PAPA FRANCESCO: DOPO 25 ANNI NAPOLI HA RITROVATO IL SUO MARADONA
DALL’INFERNO DELLA TERRA DEI FUOCHI, DI SCAMPIA E DI POGGIOREALE AL BAGNO DI FOLLA DI PIAZZA DEL PLEBISCITO E TRA I CENTOMILA GIOVANI SUL LUNGOMARE: NAPOLI TORNA A SOGNARE
Dopo venticinque anni, Napoli ha ritrovato il suo Maradona. Nella più argentina delle città italiane Francesco si è ambientato subito, integrandosi nel paesaggio e passando da un appuntamento all’altro come nel goal del secolo che valse il mondiale alla seleccià³n del suo paese: testa alta e baricentro basso, palla a terra sui problemi concreti, guardandoli in faccia e affrontandoli ad uno ad uno.
Senza eluderli: “Undici ore di lavoro a 600 euro…questo non è umano e non è cristiano. E se quello che fa questo si dice cristiano dice una falsità ”.
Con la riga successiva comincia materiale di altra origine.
PR #1770, opened 2023-05-03
fix: IntegrityError - duplicate key while creating resources

HussainTaj-arbisoft:
#### Pre-Flight checklist

- [x] Testing
  - [x] Code is tested

Closes https://github.com/mitodl/ocw-studio/issues/1702

#### What's this PR do?

This PR:
- Changes how files are named. Now files will be named `filename_extX` instead of `filenameX` (where X is an optional collision prevention counter). As discussed here: https://github.com/mitodl/hq/discussions/391
- Changes the order in which WebsiteContent i.e. resources are created. Ealier resources for drive_files were created in parallel. Now we create all the resources in a separate task. Reason here: https://github.com/mitodl/ocw-studio/issues/1702#issuecomment-1453574957

(Required)

### DIFF
--- a/gdrive_sync/api.py
+++ b/gdrive_sync/api.py
@@ -426,6 +426,7 @@ def create_gdrive_resource_content(drive_file: DriveFile):
         resource_type = get_resource_type(drive_file)
         resource = drive_file.resource
         basename, extension = os.path.splitext(drive_file.name)
+        basename = f"{basename}_{extension.lstrip('.')}"
         if not resource:
             site_config = SiteConfig(drive_file.website.starter.config)
             config_item = site_config.find_item_by_name(name=CONTENT_TYPE_RESOURCE)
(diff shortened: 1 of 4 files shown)


HussainTaj-arbisoft:
@mbertrand thank you for the review.

> ... I'm assuming this is okay but wanted to mention it just in case.

Yes, this is the behavior that currently exists in production. So it does not fall under the scope of this ticket.

Also, I believe this is the correct behavior, or at least it used to be. Before we implemented the deletion of resource if a user manually deleted and replaced a file in GDrive, the new resource would get a counter appended to the filename in Studio. And the UI rightly showed the original name `file.txt`.

It is true that it might be confusing for the user if the downloaded filename is different than the one shown on the screen. However, it is equally confusing for the author if the filename on the UI doesn't match the one they uploaded.

I guess this behavior needs some user feedback and requirement engineering. (@pdpinch perhaps you might be interested.)

pdpinch:
@mbertrand from your screenshot, it looks like you're commenting on the resource title, which is user editable. 

If you open up the resource in Studio, you'll see that the title and the file name are pretty clear. And the course author can change them if they want to. [For example](https://ocw-studio-rc.odl.mit.edu/sites/peters-test-site-for-unpbulishing/type/resource/edit/87ea1d9a-e631-4882-b10e-8d8cf12e2cf8/?q=duplicate): 

image

I think this is fine as is, as long as it didn't require @HussainTaj-arbisoft to write a lot of logic.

“Neapel ist ein Paradies”.
Diversamente da Goethe, che incantato da cielo e mare provò la sensazione di trovarsi in Paradiso, la tappa partenopea del “viaggio in Italia” del Pontefice è cominciata dall’inferno.
La Terra dei Fuochi e il cemento delle “Vele” di Gomorra, impressi nell’immaginario televisivo, in luogo del Vesuvio e dei velieri del Golfo, incisi nelle stampe settecentesche.
I miasmi postmoderni al posto dei profumi preromantici, che il Papa dal “naso fino”, come lo ha definito il cardinale Sepe, ha subito fiutato all’arrivo, inconfondibili e irrespirabili: “La corruzione puzza, la società corrotta puzza e un cristiano che fa entrare dentro di sè la corruzione non è cristiano, puzza”.
Bergoglio combatte il male a colpi di calendario.
Giorni e stagioni non sono mai neutrali, bensì alleati da arruolare. In questa cornice il 21 marzo costituiva un richiamo troppo forte per non coglierlo e farlo coincidere con la visita: “Oggi comincia la primavera… è tempo di speranza. Ed è tempo di riscatto per Napoli…”.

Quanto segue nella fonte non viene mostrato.